68. Ellis SB, Brust PF, Koutz PJ, Waters AF, Harpold MM, Gingeras TR. Выделение алкогольоксидазы и двух других генов, регулируемых метанолом, из дрожжей Pichia pastoris. Мол Селл Биол. 1985; 5: 1111–1121. [Бесплатная статья PMC] [PubMed] [Google Scholar]

69. Tschopp JF, Brust PF, Cregg JM, Stillman C, Gingeras TR. Экспрессия гена lacZ из двух промоторов, регулируемых метанолом, у Pichia pastoris. Нуклеиновые Кислоты Res. 1987; 15: 3859–3876. doi: 10.1093/нар/15.9.3859. [Бесплатная статья PMC] [PubMed] [CrossRef] [Google Scholar]

70. Порро Д., Гассер Б., Фоссати Т., Маурер М., Брандуарди П., Зауэр М., Маттанович Д. Производство рекомбинантных белков и метаболитов в дрожжах. Приложение Microbiol Biotechnol. 2011; 89: 939–948. doi: 10.1007/s00253-010-3019-з. [PubMed] [CrossRef] [Google Scholar]

71. Shin CS, Hong MS, Bae CS, Lee J. Повышенное производство мини-проинсулина человека в культурах с подпиткой при высокой плотности клеток Escherichia coli BL21 (DE3) [ pET-3aT2M2] Biotechnol Prog. 1997; 13: 249–257. doi: 10.1021/bp970018m. [PubMed] [CrossRef] [Google Scholar]

72. Mergulhao F, Taipa M, Cabral J, Monteiro G. Оценка узких мест в секреции проинсулина Escherichia coli. Дж Биотехнолог. 2004; 109:31–43. doi: 10.1016/j.jbiotec.2003.10.024. [PubMed] [CrossRef] [Академия Google]
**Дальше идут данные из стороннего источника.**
PR #3053, opened 2023-08-02
Update contribution tools with bazel versioning details

samkhn:
You need bazel version 6.0.0 (with --host_per_file_copt) to build carbon. This adds versioning info and adds that Linux, Mac and Windows can use bazelisk.

### DIFF
--- a/docs/project/contribution_tools.md
+++ b/docs/project/contribution_tools.md
@@ -130,7 +130,7 @@ These tools are essential for work on Carbon.
             outdated, and not be upgraded.
 -   Main tools
     -   [Bazel](https://www.bazel.build/)
-        -   At least bazel version 6.0.0.
+        -   NOTE: See [the bazelisk config](/.bazeliskrc) for a supported version.
     -   [Bazelisk](https://docs.bazel.build/versions/master/install-bazelisk.html)
         (for macOS, Linux, Windows): Handles Bazel versions.
     -   [Clang](https://clang.llvm.org/) and [LLVM](https://llvm.org/)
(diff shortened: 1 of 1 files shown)


docs/project/contribution_tools.md
```diff
@@ -130,8 +130,9 @@ These tools are essential for work on Carbon.
             outdated, and not be upgraded.
 -   Main tools
     -   [Bazel](https://www.bazel.build/)
+        -   At least bazel version 6.0.0.
```
jonmeow:
```suggestion
        -   NOTE: See [the bazelisk config](/.bazeliskrc) for a supported version.
```

Thanks for pointing this out. We have this in a config file, how about pointing at that if someone needs a specific version? That way, we're less likely to forget to update a spot if the advice changes.

docs/project/contribution_tools.md
```diff
@@ -130,8 +130,9 @@ These tools are essential for work on Carbon.
...
     -   [Bazelisk](https://docs.bazel.build/versions/master/install-bazelisk.html)
-        (for macOS): Handles Bazel versions.
+        (for macOS, Linux, Windows): Handles Bazel versions.
```
jonmeow:
```suggestion
        (for macOS): Handles Bazel versions.
```

This documentation is explaining which tools are used according to the [install instructions above](https://github.com/carbon-language/carbon-lang/blob/trunk/docs/project/contribution_tools.md#debian-or-ubuntu). While Bazelisk works on multiple platforms, and could be used instead of the instructions on this page, this list of tools is expressly what is "essential for work on Carbon", and Bazelisk is only essential on macOS.

jonmeow (approved):
Thanks!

73. Gurramkonda C, Polez S, Skoko N, Adnan A, Gabel T, Chugh D, Swaminathan S, Khanna N, Tisminetzky S, Rinas U. Применение простого метода периодической подпитки для секреторного производства предшественника инсулина на высоком уровне. с использованием Pichia pastoris с последующей очисткой и конверсией в человеческий инсулин. Факт микробной клетки. 2010;9:31. дои: 10.1186/1475-2859-9-31. [Статья бесплатно PMC] [PubMed] [CrossRef] [Google Scholar]

74. Оуэнс Д.Р., Вора Дж.П., Долбен Дж. Человеческий инсулин и не только: обзор технологии полусинтеза и рекомбинантной ДНК. В: Pickup JC, редактор. Биотехнология инсулинотерапии. Оксфорд: Блэквелл; 1991. стр. 24–41. [Google Scholar]
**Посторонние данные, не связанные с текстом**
PR #3055, opened 2023-08-03
Add support for `&` operator.

zygoloid:
Refactor type canonicalization so that we can reuse the same code for building a `T*` expression and for forming the type of an `&x` expression.

Add basic computation of expression category in order to check that we only take the address of durable reference expressions. This is currently computed on demand rather than being tracked as part of the semantics node, but in most cases can be determined by looking at only a single expression, so caching it in the node doesn't seem worthwhile yet. This decision should be revisited if we start doing more complex category calculations.

Also add trivial lowering support, but it doesn't work properly yet because lowering doesn't yet take the expression category into account.


toolchain/semantics/semantics_node.cpp
```diff
@@ -20,7 +20,7 @@ static auto PrintArgs(llvm::raw_ostream& out, std::pair<T0, T1> args) -> void {
   out << ", arg1: " << args.second;
 }
 
-void SemanticsNode::Print(llvm::raw_ostream& out) const {
+auto SemanticsNode::Print(llvm::raw_ostream& out) const -> void {
```
chandlerc, line 23: I thought `clang-tidy` canonicalized the other way? Or is this `clang-tidy` at work?

toolchain/semantics/semantics_ir.cpp
```diff
@@ -399,4 +403,80 @@ auto SemanticsIR::StringifyType(SemanticsTypeId type_id) -> std::string {
...
+      case SemanticsNodeKind::Return:
+      case SemanticsNodeKind::ReturnExpression:
+      case SemanticsNodeKind::StructTypeField:
+        return SemanticsExpressionCategory::NotExpression;
+
+      case SemanticsNodeKind::CrossReference: {
+        auto [xref_id, xref_node_id] = node.GetAsCrossReference();
+        ir = &semantics_ir.GetCrossReferenceIR(xref_id);
+        node_id = xref_node_id;
+        continue;
```
chandlerc, line 431: Fun implementation of recursion. ;]

This is just to help me learn -- what about cross references prevents this from being an infinite loop?

chandlerc (approved):
Would like to have a more complete change description if possible. =] This PR does quite a lot like adding the basic scaffolding for expression categories in the toolchain and reworking all of the type profiling. I think it's worth covering that and giving some of the motivation / background on the specific changes that ended up needed there (particularly around type profiling).

LGTM with the updated description, feel free to directly merge. Inline comments aren't blocking.

toolchain/semantics/semantics_node.cpp
zygoloid: `clang-tidy` doesn't canonicalize this one in either direction, but this is the prevailing style in the toolchain (6 occurrences with leading `void` versus at least 146 with trailing `void`).

The prevailing style in explorer is the exact reverse (269 leading `void` versus 15 trailing `void`). :shrug:

toolchain/semantics/semantics_ir.cpp
zygoloid: We only build cross references to the IRs for our dependencies, and our dependency graph is acyclic.

toolchain/semantics/semantics_node.cpp
chandlerc: 😭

75. Фрэнк Б. Манипулирование положением пролина в В-цепи привело к получению мономерных инсулинов. Диабет. 1991; 40 (Приложение 1): 423A. [Google Scholar]

76. Kurtzhals P, Havelund S, Jonassen S, Markussen J. Влияние жирных кислот и некоторых лекарств на связывание альбумина ацилированного аналога инсулина длительного действия. Дж. Фарм. 1997;86(12):1365–1368. doi: 10.1021/js9701768. [PubMed] [CrossRef] [Google Scholar]

77. Оуэнс Д.Р., Зинман Б., Болли Г. Инсулины сегодня и в будущем. Ланцет. 2001;358:739–746. doi: 10.1016/S0140-6736(01)05842-1. [PubMed] [CrossRef] [Google Scholar]

78. Havelund S, Plum A, Ribel U, Jonassen I, Volund A, Markussen J, Kurtzhals P. Механизм пролонгации инсулина детемира, ацилированного аналога длительного действия. человеческого инсулина.